EXERCISE DETAILS →
Your answer should be only the lines below from the one with "Once way to" to the one with "I'm in the same", repeated exactly, ends included.

☆ ☆ ☆ ☆

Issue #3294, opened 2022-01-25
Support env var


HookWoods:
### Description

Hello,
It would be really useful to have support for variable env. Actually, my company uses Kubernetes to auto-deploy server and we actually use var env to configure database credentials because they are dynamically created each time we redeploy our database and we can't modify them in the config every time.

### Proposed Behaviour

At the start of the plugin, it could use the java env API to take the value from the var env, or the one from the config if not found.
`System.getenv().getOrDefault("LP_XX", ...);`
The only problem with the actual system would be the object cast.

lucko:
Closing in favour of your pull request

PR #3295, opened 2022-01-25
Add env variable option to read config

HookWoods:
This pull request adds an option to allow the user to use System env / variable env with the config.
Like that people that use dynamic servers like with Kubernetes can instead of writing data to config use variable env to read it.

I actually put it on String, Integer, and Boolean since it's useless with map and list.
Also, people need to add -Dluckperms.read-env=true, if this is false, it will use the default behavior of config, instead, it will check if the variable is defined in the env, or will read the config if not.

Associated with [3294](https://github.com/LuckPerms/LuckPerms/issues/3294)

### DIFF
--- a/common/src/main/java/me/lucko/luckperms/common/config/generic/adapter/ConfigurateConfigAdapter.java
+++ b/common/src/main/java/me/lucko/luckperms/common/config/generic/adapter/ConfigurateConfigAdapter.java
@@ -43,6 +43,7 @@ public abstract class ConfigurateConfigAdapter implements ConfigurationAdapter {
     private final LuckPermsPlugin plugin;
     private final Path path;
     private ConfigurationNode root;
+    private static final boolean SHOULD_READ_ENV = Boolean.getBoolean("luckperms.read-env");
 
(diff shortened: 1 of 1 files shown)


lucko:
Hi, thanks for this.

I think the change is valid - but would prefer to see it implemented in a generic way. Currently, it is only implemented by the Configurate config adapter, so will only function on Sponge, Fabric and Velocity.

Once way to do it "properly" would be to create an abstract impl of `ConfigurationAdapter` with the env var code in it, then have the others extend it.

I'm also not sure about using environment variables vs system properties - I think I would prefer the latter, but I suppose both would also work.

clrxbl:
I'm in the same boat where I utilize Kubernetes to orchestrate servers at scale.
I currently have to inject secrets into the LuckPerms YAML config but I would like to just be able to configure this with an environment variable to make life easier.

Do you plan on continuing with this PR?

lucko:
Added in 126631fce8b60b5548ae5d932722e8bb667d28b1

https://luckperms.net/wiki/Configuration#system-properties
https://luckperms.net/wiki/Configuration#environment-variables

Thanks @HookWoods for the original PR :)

☆ ☆ ☆ ☆

YOUR RESPONSE →
Once way to do it "properly" would be to create an abstract impl of `ConfigurationAdapter` with the env var code in it, then have the others extend it.

I'm also not sure about using environment variables vs system properties - I think I would prefer the latter, but I suppose both would also work.

clrxbl:
I'm in the same boat where I utilize Kubernetes to orchestrate servers at scale.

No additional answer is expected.